I have 3 buckets which are 1 Autobrite with lid and 2 ChemGuys with lids and are all marked up for the jobs they do like Wash, Rinse, and Wheels


----------



## S63 (Jan 5, 2007)

I use plasterers buckets, I like the fact they are taller than an average bucket, plenty of depth for the dirt to fall.


----------



## Tips (Mar 27, 2011)

Hi Fraser

I've got two of the polished bliss oval shaped clear buckets and they are fantastic build quality with comfortable soft handles which is handy when they are full of water.

I don't use grit guards on them - as I haven't found any guards that fit them and have learned not to dip my wash media too deep into the buckets to avoid any contact with grit/sediment swirling at the bottom of the buckets.

I use two polished bliss buckets - one for wash & one for rinse & both buckets are labelled.

Hope that helps

Pics courtesy of CraigQQ :thumb:


----------



## G4V JW (Jul 6, 2012)

A personal thing I reckon , the grit guard and Mormon sense is the main thing ?

I use three large elite ones , wash , rinse and wheels

All with the corresponding dodo stickers of course lol


----------



## craigblues (Jul 24, 2011)

These work well.

http://www.amazon.co.uk/Plasterers-Bucket-%C2%A315-99-Storage-Bucket/dp/B002GCJRJA

Or Orange B&Q Buckets. £1 each or they are usually.

Its completely personal preference most the time, I am extremely tempted by two dolly bucket kits from motorgeek with the 15% off but £100 for two buckets, can i justify it... Hmmm...


----------



## lewisfirth (Jun 30, 2012)

I'v just got b and q orange ones, think they are 1.50 nowadays!


----------



## Nally (May 30, 2012)

I have chemical guys one with grit guard and a cheap black bucket for wheels


----------



## VenomUK (Oct 13, 2011)

I could not see the point in spending £30 on buckets and grit guards!! Really £30 for a couple of buckets. So I went out and got just some normal black buckets from Asda/MotoWorld where ever sells them cheap and got a couple of grit guards from online detailing shops.

I had to trim the guards down to fit the bucket and still not quite convinced and happy with the fit and they seem to flop about but they do the same job as the £30 ones. I'm even thinking of loosing the guards all together as I just dont really get on with them.

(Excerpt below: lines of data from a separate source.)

PR #938, opened 2019-11-28
feat(table): add support for col and row spans

cal-smith:
Closes IBM/carbon-components-angular#931

### DIFF
--- a/src/table/table-adapter.class.ts
+++ b/src/table/table-adapter.class.ts
@@ -10,6 +10,10 @@ export abstract class TableCellAdapter {
 	 * The number of columns spanned by this cell
 	 */
 	colSpan: number;
+	/**
+	 * The number of rows spanned by this cell
+	 */
+	rowSpan: number;
 }
 
 /**
@@ -32,7 +36,7 @@ export abstract class TableRowAdapter {
  */
 export abstract class TableAdapter {
 	/**
-	 * The last acccessible column in the table
+	 * The last accessible column in the table
 	 */
 	public get lastColumnIndex(): number { return; }
 
@@ -48,6 +52,13 @@ export abstract class TableAdapter {
 	 * @param column index of the column
 	 */
 	getCell(row: number, column: number): TableCellAdapter { return; }
+
+	/**
+	 * Returns a row from the table
+	 *
+	 * @param column index of the column
+	 */
+	getColumn(column: number): TableCellAdapter[] { return; }
 
 	/**
 	 * Returns a row from the table
@@ -86,10 +97,10 @@ export abstract class TableAdapter {
  */
 export class TableDomAdapter implements TableAdapter {
 	/**
-	 * The last acccessible column in the table
+	 * The last accessible column in the table
 	 */
 	public get lastColumnIndex() {
-		return this.tableElement.rows[0].cells.length - 1;
+		return this.getRealRowLength(this.tableElement.rows[0]);
 	}
 
 	/**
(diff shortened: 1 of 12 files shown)


src/table/table-adapter.class.ts
```diff
@@ -116,23 +127,47 @@ export class TableDomAdapter implements TableAdapter {
...
+	/**
+	 * Returns a column from the table, using the `id` and `headers` attributes
+	 *
+	 * See here for more detail these attributes: https://www.w3.org/TR/WCAG20-TECHS/H43.html
+	 *
+	 * @param column the index of the column
+	 */
+	getColumn(column: number): HTMLTableCellElement[] {
+		const firstHeader = Array.from(this.tableElement.rows[0].cells);
+
```
theiliad: empty line?

src/table/table-adapter.class.ts
```diff
@@ -116,23 +127,47 @@ export class TableDomAdapter implements TableAdapter {
...
+		const { cell: header, realIndex: realColumnIndex } = this.findCellInRow(firstHeader, column);
+
```
theiliad: empty line?

src/table/table-adapter.class.ts
```diff
@@ -116,23 +127,47 @@ export class TableDomAdapter implements TableAdapter {
...
+		const linkedCells: HTMLTableCellElement[] = [];
+
+		for (let i = 1; i < this.tableElement.rows.length; i++) {
```
theiliad: Can we use `forEach` here?

src/table/table-adapter.class.ts
```diff
@@ -116,23 +127,47 @@ export class TableDomAdapter implements TableAdapter {
...
+
+	/**
+	 * Returns a column from the table, using the `id` and `headers` attributes
+	 *
+	 * See here for more detail these attributes: https://www.w3.org/TR/WCAG20-TECHS/H43.html
+	 *
+	 * @param column the index of the column
+	 */
+	getColumn(column: number): HTMLTableCellElement[] {
+		const firstHeader = Array.from(this.tableElement.rows[0].cells);
```
theiliad: `Array.from` has no IE support

image

src/table/table-adapter.class.ts
```diff
@@ -151,6 +186,53 @@ export class TableDomAdapter implements TableAdapter {
...
+			// sort the indexes largest to smallest to find the closest matching header index
+			const firstIndex = indexes.sort((a, b) => b - a)[0];
+
+			// search the row for cells that share the header
+			let similarCells = [];
+			for (const id of ids) {
+				// there's no selector that will match two space separated lists,
+				// so we have to iterate through the ids and query the row for each
+				const cells = Array.from(row.querySelectorAll(`[headers~='${id}']`));
+				for (const cell of cells) {
```
theiliad: Does `cell` not clash here with the `cell` parameter in the function?

src/table/table-adapter.class.ts
```diff
@@ -151,6 +186,53 @@ export class TableDomAdapter implements TableAdapter {
...
+					// only keep one set of cells
+					if (!similarCells.includes(cell)) {
```
theiliad: `includes` has no IE support

image

src/table/table-adapter.class.ts
```diff
@@ -181,4 +263,66 @@ export class TableDomAdapter implements TableAdapter {
...
+	 * Helper function that returns the "real" length of a row.
+	 * Only accurate with regard to colspans (though that's sufficient for it's uses here)
+	 *
+	 * TODO: Take rowSpan into account
+	 *
+	 * @param row the row to get the length of
+	 */
+	protected getRealRowLength(row: HTMLTableRowElement): number {
+		return Array.from(row.cells).reduce((count, cell) => {
+			return count + cell.colSpan;
```
theiliad: can we drop the `return` here?

src/table/table-adapter.class.ts
```diff
@@ -181,4 +263,66 @@ export class TableDomAdapter implements TableAdapter {
...
+	}
+
+	/**
+	 * Finds a cell and it's real index given an array of cells, a target index, and the spanning direction
+	 *
+	 * @param cells An array of cells to search
+	 * @param targetIndex The index we think the cell is located at
+	 * @param spanDirection The direction of the cell spans. Should be `"colSpan"` for a row and `"rowSpan"` for a column
+	 */
+	protected findCell(cells: HTMLTableCellElement[], targetIndex: number, spanDirection: "colSpan" | "rowSpan") {
```
theiliad: Can `spanDirection` be an enum?

src/table/table-model.class.ts
```diff
@@ -149,6 +154,64 @@ export class TableModel implements PaginationModel {
...
+		TableModel.COUNT++;
+	}
+
+	/**
+	 * Returns an id for the given column
+	 *
+	 * @param column the column to generate an id for
+	 * @param row the row of the header to generate an id for
+	 */
+	getId(column: number | "select" | "expand", row = 0): string {
```
theiliad: can `column` use enums or interfaces?

src/table/table-adapter.class.ts
cal-smith: That's fine, we have polyfills for that 👍

src/table/table-adapter.class.ts
cal-smith: Just for readability 🤷‍♂ totally can be removed if we prefer that

src/table/table-adapter.class.ts
cal-smith: same as above

src/table/table-adapter.class.ts
cal-smith: Probably 🤔

src/table/table-adapter.class.ts
cal-smith: Huh, totally missed that ... `const`/`let` will lexically scope it so it's not an issue, but for readability we should rename it 👍

src/table/table-adapter.class.ts
cal-smith: Polyfills!

src/table/table-adapter.class.ts
cal-smith: Yeah, so long as it doesn't make the line unreadable

src/table/table-adapter.class.ts
cal-smith: Maybe! It kinda is already, but an explicit enum may help

src/table/table-model.class.ts
cal-smith: not sure how I'd apply an interface to this ... Enum would be mostly the same (union with `number | HeaderTypeEnum`) so I'm not sure it's a strict advantage

theiliad: Right now we've got
`getId(column: number | "select" | "expand", row = 0): string {`
and
`getHeaderId(column: number | "select" | "expand", colSpan = 1): string {`
that repeat the inline enum.

We should define somewhere else and re-use

src/table/table-adapter.class.ts
cal-smith: So for whatever reason `.rows` is a `HTMLCollection` instead of a `NodeList` ... so we can't `forEach` it - https://developer.mozilla.org/en-US/docs/Web/API/HTMLCollection

theiliad: I was suspecting that that's the reason you use `for`

src/table/table-model.class.ts
cal-smith: There's also not a clean way to apply enum values from a template ...

theiliad: Can't we just do `getHeaderId(column: number | HeaderTypeEnum, colSpan = 1): string {`?

cal-smith: Sure, but in each component that calls that method in the template we'd have to keep a local `headerTypeEnum` on the class ... not super ideal

cal-smith: We get the same type guarantees with string unions as with enums in this case, so there's not a huge advantage (and it's not like we'll have 50 string options)

cal-smith: What we _can_ do is add a `type` definition so we can reuse it

cal-smith: so: `type HeaderType = number | "select" | "expand"`

and `getHeaderId(column: HeaderType`

PR #939, opened 2019-12-02
fix(date picker): display correct date on calendar when focused or updated

Donisius:
When date picker is in range mode:

* Opening the calendar using the calendar icon will display the date which was last opened. For example, if the first input was clicked first, then clicking the second input will display the first input's date on the calendar.

* Switching focus between the inputs with tab will always display the second input's month. If at any point the second input has received focus.

* Manually changing the input and then clicking enter did not display the correct month on the calendar.

It all behaves as expected now.

#### Changelog

**New**

* Manually update the month when input receives focus.

* Call updateCurrentMonth in the onMonthChange event hook in the month select plugin.

**Changed**

* When opening the calendar using the calendar icon, manually change the current month and year to make sure the calendar displays the correct date.

### DIFF
--- a/src/datepicker/datepicker.component.ts
+++ b/src/datepicker/datepicker.component.ts
@@ -227,7 +227,6 @@ export class DatePicker implements OnDestroy, OnChanges, AfterViewChecked {
 			if (this.rangeInput.input.nativeElement === document.activeElement && this.flatpickrInstance.selectedDates[1]) {
 				const currentMonth = this.flatpickrInstance.selectedDates[1].getMonth();
 				this.flatpickrInstance.changeMonth(currentMonth, false);
-
 			} else if (this.input.input.nativeElement === document.activeElement && this.flatpickrInstance.selectedDates[0]) {
 				const currentMonth = this.flatpickrInstance.selectedDates[0].getMonth();
 				this.flatpickrInstance.changeMonth(currentMonth, false);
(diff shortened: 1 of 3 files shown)


src/datepicker/datepicker.component.ts
```diff
@@ -213,6 +221,19 @@ export class DatePicker implements OnDestroy, OnChanges, AfterViewChecked {
 
 	@HostListener("focusin")
 	onFocus() {
+		// Updates the month manually when calendar mode is range because month
+		// will not update properly without manually updating them on focus.
+		if (this.range) {
+			if (this.rangeInput.input.nativeElement === document.activeElement && this.flatpickrInstance.selectedDates[1]) {
+				const currentMonth = this.flatpickrInstance.selectedDates[1].getMonth();
+				this.flatpickrInstance.changeMonth(currentMonth, false);
+
```
zvonimirfras:
```suggestion
```

src/datepicker/datepicker.component.ts
```diff
@@ -273,10 +294,23 @@ export class DatePicker implements OnDestroy, OnChanges, AfterViewChecked {
...
+	 * Handles opening the calendar "properly" when the calendar icon is clicked.
+	 */
+	openCalendar(datepickerInput: DatePickerInput) {
+		datepickerInput.input.nativeElement.click();
+
+		// If the first input's calendar icon is clicked when calendar is in range mode, then
+		// the month and year needs to be manually changed to the current selected month and
+		// year otherwise the calendar view will not be updated upon opening.
+		if (datepickerInput === this.input && this.range && this.flatpickrInstance.selectedDates[0]) {
+
```
zvonimirfras:
```suggestion
```

PR #943, opened 2019-12-04
fix(pagination): add sensible default values and better value checking

cal-smith:


src/pagination/pagination-model.class.ts
```diff
@@ -2,15 +2,15 @@ export class PaginationModel {
 	/**
 	 * Tracks the current page.
 	 */
-	currentPage: number;
+	currentPage = 0;
```
theiliad: Shouldn't current page be 1?

src/table/table-model.class.ts
```diff
@@ -90,22 +90,22 @@ export class TableModel implements PaginationModel {
...
 	 */
-	header: TableHeaderItem[];
+	header: TableHeaderItem[] = [];
 
 	/**
-	 * Tracks the current page of the table.
+	 * Tracks the current page.
 	 */
-	currentPage: number;
+	currentPage = 0;
```
theiliad: Shouldn't current page be 1?

src/pagination/pagination-model.class.ts
cal-smith: 🤔 we may zero index pages ... let me check ...

PR #951, opened 2019-12-10
fix(table): Make sortable optional

### LINKED ISSUE #947: ibm-table is sortable by default
## Detailed description

After upgrading carbon-components-angular from version **3.16.3** to version **3.28.0**, we found that the table headers are by default sortable and there is no way to remove sorting arrows.

This is a bug

<ibm-table> component

The table should not be sortable by default. Instead, there should be a provision to let the developer decide weather the table should be sortable or not.

Issue is reproducible on all browsers

"carbon-components": "^10.6.2"
"carbon-components-angular": "^3.28.0"

The issue can be seen here: https://angular.carbondesignsystem.com/?path=/story/components-table--basic

## Additional information

* Screenshots or code

image

* Notes

On further checking the documentation, the sortable is hardcoded to 'true'. It should be of type input, so that developer can enable or disable sortable 

`<table
	ibmTable
	sortable="true"
	[size]="size"
	[striped]="striped"
	[skeleton]="skeleton">`

https://angular.carbondesignsystem.com/?path=/story/components-table--documentation

Donisius:
Closes #947


src/table/head/table-head.component.ts
```diff
@@ -86,6 +88,8 @@ export class TableHead {
 
 	@Input() stickyHeader = false;
 
+	@Input() sortable = true;
```
cal-smith: Maybe add a comment to note that disabling this will disable sorting **for all headers, including sortable ones** and to generally prefer setting the sortable state on the header item.

src/table/table.component.ts
```diff
@@ -357,6 +359,10 @@ export class Table implements AfterViewInit, OnDestroy {
 		}
 	}
 
+	@Input() sortable = true;
```
cal-smith: Same comment about the sortable state here 👍

src/table/head/table-head-cell.component.ts
```diff
@@ -17,7 +17,7 @@ import { TableHeaderItem } from "./../table-header-item.class";
 	template: `
 		<button
 			class="bx--table-sort"
-			*ngIf="!skeleton && this.sort.observers.length > 0 && column.sortable"
+			*ngIf="sortable && !skeleton && this.sort.observers.length > 0 && column.sortable"
```
cal-smith: I _think_ we can remove `this.sort.observers.length > 0` ... I'm not sure how it's even working in the template as is ...

Donisius: Should it be removed in the other places it is present as well?

cal-smith: Basically just checks to see if there's any listeners to the observer ... it seems to be safe to remove in the head cell, but I'm not sure about the other components

cal-smith:
Bump @Donisius

src/table/head/table-head.component.ts
```diff
@@ -95,6 +97,12 @@ export class TableHead implements AfterViewInit {
 
 	@Input() stickyHeader = false;
 
+	/**
+	 * Setting sortable to false will disable all headers including headers which are sortable. Is is
+	 * possible to set the sortable state on the header item to disable/enable sorting for only some headers.
+	 */
```
natashadecoste: documentation 👍  🎉

src/table/table.component.ts
```diff
@@ -359,6 +361,14 @@ export class Table implements AfterViewInit, OnDestroy {
 		}
 	}
 
+	/**
+	 * Setting sortable to false will disable all headers including headers which are sortable. Is is
+	 * possible to set the sortable state on the header item to disable/enable sorting for only some headers.
+	 */
+	@Input() sortable = true;
+
+	@Input() noBorder = true;
```
natashadecoste: support for a table rendered without a border? Try to make sure to document new provisions

PR #952, opened 2019-12-10
feat(tiles): Add skeleton states

### LINKED ISSUE #946: Missing ibm-tile skeleton
## Missing ibm-tile skeleton - There's no skeleton for ibm-tile component

To follow the standards of most of the components, ibm-tile should have it's skeleton available.

Donisius:
Closes #946


Donisius:
> Instead of just blanking out, maybe it would be nice if it could toggle to a provided skeleton content/template?



> Instead of just blanking out, maybe it would be nice if it could toggle to a provided skeleton content/template?

Good call, then the skeleton state wouldn't allow the users to perform any actions on the component.

cal-smith:
Sorry, I meant a little more involved than that ... If I have a tile I may have arbitrary content in it, when the tile is in a skeleton state I should be able to provide a skeleton template/ng-content that allows me to represent that unloaded content

src/skeleton-placeholders/skeleton-text.component.ts
```diff
@@ -0,0 +1,38 @@
...
+	template: `
+		<p
+			*ngFor="let width of lineWidths"
+			class="bx--skeleton__text"
+			[style.width]="width">
+		</p>
+	`
+})
+export class SkeletonText implements OnChanges {
+	@Input() numberOfLines = 5;
```
cal-smith: Maybe just `lines`? ... not totally sure though

src/skeleton/skeleton-text.component.ts
```diff
@@ -0,0 +1,38 @@
...
+export class SkeletonText implements OnChanges {
+	@Input() lines = 5;
+
+	@Input() minLineWidth = 100;
+
+	@Input() maxLineWidth = 300;
+
+	lineWidths: Array<string>;
+
+	randoms = [0.973051493507435, 0.15334737213558558, 0.5671034553053769];
```
zvonimirfras: That's... unusual...
Why not generate these one needed so they are really random?

cal-smith: So the advantage here is that the lines can be more consistent, compare the react demo: http://react.carbondesignsystem.com/?path=/story/skeletontext--default to our demo: https://deploy-preview-952--c4ng.netlify.com/?path=/story/components-skeleton--skeleton-text

I'm not sure which is preferable, but the react one is far more consistent

src/skeleton/skeleton.stories.ts
```diff
@@ -0,0 +1,30 @@
...
+	.add("Skeleton Placeholder", () => ({
+		template: `<ibm-skeleton-placeholder></ibm-skeleton-placeholder>`
+	}))
+	.add("Skeleton Text", () => ({
+		template: `
+			<ibm-skeleton-text
+				[lines]="lines"
+				[minLineWidth]="minLineWidth"
+				[maxLineWidth]="maxLineWidth"
+				>
```
zvonimirfras: We don't normally keep these lonely, we keep them on the previous line :)

Donisius: no longer lonely 😃

PR #972, opened 2019-12-19
feat(Date picker): Add localization support for date picker

### LINKED ISSUE #956: Need a localization support for datapicker
We need a localization  support for datepicker 
https://angular.carbondesignsystem.com/?path=/story/components-date-picker--single

We need support for the following languages `german` `finnish` `japanese` `mandarin` `spanish` `french` `italian` `korian` `portuguese`.

Donisius:
Closes #956


src/datepicker/datepicker.component.ts
```diff
@@ -16,6 +16,7 @@ import rangePlugin from "flatpickr/dist/plugins/rangePlugin";
 import flatpickr from "flatpickr";
 import { NG_VALUE_ACCESSOR } from "@angular/forms";
 import { carbonFlatpickrMonthSelectPlugin } from "./carbon-flatpickr-month-select";
+import * as languages from "flatpickr/dist/l10n/index";
```
cal-smith: Could we export this from the datepicker module, and have the input take the full object instead?

src/datepicker/datepicker.component.ts
```diff
@@ -184,6 +193,8 @@ export class DatePicker implements OnDestroy, OnChanges, AfterViewChecked {
 	constructor(protected elementRef: ElementRef) { }
 
 	ngOnChanges(changes: SimpleChanges) {
+		// Global localization of flatpickr instances
+		flatpickr.localize(languages.default[this.language]);
```
cal-smith: This changes the config globally ... which is probably what we want in most cases, but slightly inconsistent with how the options are presented (and doesn't allow for per-calendar language overrides) ... this should be something handled by the `flatpickrOptions` getter

Global translations are handled by the `i18n` service ... that's out of scope for this PR though, we can look at that later

src/datepicker/datepicker.component.ts
Donisius: When I try to export from the datepicker module I get the error:

Donisius: I get the following error when I export FlatpickrLanguages from the datepicker module:
```
Type 'Record<key, CustomLocale>' is not assignable to type 'any[] | Type<any>'.
  Type 'Record<key, CustomLocale>' is missing the following properties from type 'Type<any>': apply, call, bind, prototype, and 5 more
```

cyrusfurtado:
hi. Any idea when this would be merged.

src/datepicker/datepicker.component.ts
cal-smith: `export * as languages from "flatpickr/dist/l10n/index";` or even just leaving the import and doing `export languages;` causes that?

cal-smith:
Cool! thanks for that @cyrusfurtado, there's definitely some useful features from #976 we should be able to incorporate

src/datepicker/datepicker.component.ts
cyrusfurtado: Changing the language config globally should be left as an option to be done in the DatePicker module imho as in my PR here https://github.com/IBM/carbon-components-angular/pull/976/files#diff-1e9013bc3a56c5ec0f998d5ec536e11cL19.

src/datepicker/datepicker.module.ts
```diff
@@ -3,6 +3,9 @@ import { NgModule } from "@angular/core";
 import { CommonModule } from "@angular/common";
 import { DatePicker } from "./datepicker.component";
 
+import * as languages from "flatpickr/dist/l10n/index";
+export default languages;
```
cal-smith: We don't want to default export `languages` ... does `export languages;` or `export { languages };` not work?

src/datepicker/datepicker.stories.ts
```diff
@@ -150,6 +152,18 @@ storiesOf("Components|Date Picker", module)
 			</ibm-date-picker>
 		`,
 		props: {
+			language: select("Language of the calendar", [
```
zvonimirfras:
```suggestion
			language: select("Calendar language", [
```
? :)

src/datepicker/datepicker.stories.ts
```diff
@@ -150,6 +152,18 @@ storiesOf("Components|Date Picker", module)
...
+				"en",
```
zvonimirfras: Is it useful to spread these over new lines?

src/datepicker/datepicker.module.ts
Donisius: They both give errors.

`export languages;` gives the following error:
```
Declaration or statement expected
```

`export { languages };` gives: 
```
...datepicker.module has no default export.
```

src/datepicker/datepicker.stories.ts
Donisius: I suppose it looks better in one line 😄

src/datepicker/datepicker.module.ts
cal-smith: Hmm ... `export const languages = flatpickrLanguages;` perhaps? Weird that the object export wouldn't work

Donisius: That gives me `Individual declarations in merged declaration 'languages' must be all exported or all local.`

cal-smith: Okay now it's just getting silly

cal-smith: Let's skip that for now ... ideally it should work with the i18n service down the road, but we do need _something_ working in the short term

cal-smith: Don't default export the languages since we're not using them as inputs 👍 
```suggestion
```

cal-smith:
Also there's some conflicts in the datepicker component ... let me know if you need help sorting those out

cyrusfurtado:
Any idea when this could be available in master?

cal-smith:
Just waiting on one more review then we can get it in! Do you have a product deadline we should know about?

cyrusfurtado:
Is there a way to globally set the language for the `Datepicker` Module.

cal-smith:
Not at the moment, though that's something we're still sorting out ... Ideally it should be set through the `i18n` module, but given how datepicker applies the locale I'm not sure if that's going to be possible ... Definitly open an issue for this enhancement :+1:

PR #1375, opened 2020-06-26
fix(build): Update datepicker I18nModule import

yinglejia:

Update datepicker I18nModule import to include index, which may solve a build issue for Angular 8 projects (so far reproduced in 3 Angular 8 projects).

`ERROR in Unexpected value 'undefined' imported by the module 'DatePickerModule in .../node_modules/carbon-components-angular/carbon-components-angular.d.ts'`

#### Changelog

**New**

* {{new thing}}

**Changed**

* {{change thing}}

**Removed**

* {{removed thing}}


cal-smith:
> the index shouldn't be needed, does it not resolve without it? also `./../` doesn't make sense

`index` is needed due to how the angular compiler resolves modules (afaik). `./../` had been our convention for a while, it's functionally equivalent to `../`

PR #1380, opened 2020-06-29
fix(ComboBox): implemented missing theme property

Licen-it:
Closes IBM/carbon-components-angular#1379

Implemented `theme` property for ComboBox in the same way it is implemented for Dropdown

#### Changelog

**New**

* `theme` property is now available and can assume values of `dark` or `light`

### DIFF
--- a/src/combobox/combobox.component.ts
+++ b/src/combobox/combobox.component.ts
@@ -95,7 +95,7 @@ import { Observable } from "rxjs";
 				</div>
 				<input
 					#input
-					type="text"
+					role="combobox"
 					[disabled]="disabled"
 					(input)="onSearch($event.target.value)"
 					(keydown.enter)="onSubmit($event)"
--- a/src/combobox/combobox.component.ts
+++ b/src/combobox/combobox.component.ts
@@ -95,6 +95,7 @@ import { Observable } from "rxjs";
 				</div>
 				<input
 					#input
+					type="text"
 					role="combobox"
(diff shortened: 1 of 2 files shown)


src/combobox/combobox.component.ts
```diff
@@ -94,6 +95,7 @@ import { Observable } from "rxjs";
 				</div>
 				<input
 					#input
+					type="text"
```
Donisius, line 98: Looking at the `carbon-components` css it seems that the background color of the input is targeted by `role='combobox'`:
```
.bx--list-box input[role='combobox'] {
  background-color: inherit;
  min-width: 0;
}
```
Not sure if that was from an earlier version or it was changed in a later version?

Licen-it: actually this is what i see using latest version:
image

Licen-it: and in react version of the combobox they use `type='text'`

Donisius: So I guess it targets both but the `type='text'` selector is only available in the latest version, do you think it would be better to use `role='combobox'` instead so that earlier versions can still take advantage of the light theme @cal-smith ?

cal-smith: We _should_ be able to use both I would think. `role="combobox"` is still valid (and needed) as a aria attribute, and we _should_ be specifying `type="text"` for all generic inputs

PR #1384, opened 2020-06-30
feat(notification): add support for links

cal-smith:
Closes IBM/carbon-components-angular#1240

Adds support for links in notifications as part of the `NotificationContent` interface


cal-smith:
@Donisius everything should be good now!

PR #1388, opened 2020-07-06
Ported to V4 - feat(inline-loading): Added `state` property and error state style. 

stanislavgeorgiev:

Cherry picked `InlineLoadingState` from v3 to v4

### DIFF
--- a/src/inline-loading/inline-loading.component.ts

Also like its been said before, apply some thought to it and you can get away with not using them at all.


----------



## gavlar1200 (Nov 25, 2011)

I use these

http://www.ebay.co.uk/itm/SCRATCH-S...ssories_Car_Care_Cleaning&hash=item3cc7ed5578


----------



## Caledoniandream (Oct 9, 2009)

I use the:
http://direct.asda.com/Strata-Flexi-Tub-Blue---14L/001232459,default,pd.html
£2.00 and last me already more than a year, one wash, one rinse, bigger than a normal bucket.
They stay flexible even at cold weather and dont go brittle.
Dont believe in grid guards, but do in common sense.


----------



## Nally (May 30, 2012)

VenomUK said:


> I could not see the point in spending £30 on buckets and grit guards!! Really £30 for a couple of buckets. So I went out and got just some normal black buckets from Asda/MotoWorld where ever sells them cheap and got a couple of grit guards from online detailing shops.
> 
> I had to trim the guards down to fit the bucket and still not quite convinced and happy with the fit and they seem to flop about but they do the same job as the £30 ones. I'm even thinking of loosing the guards all together as I just dont really get on with them.
> 
> Also like its been said before, apply some thought to it and you can get away with not using them at all.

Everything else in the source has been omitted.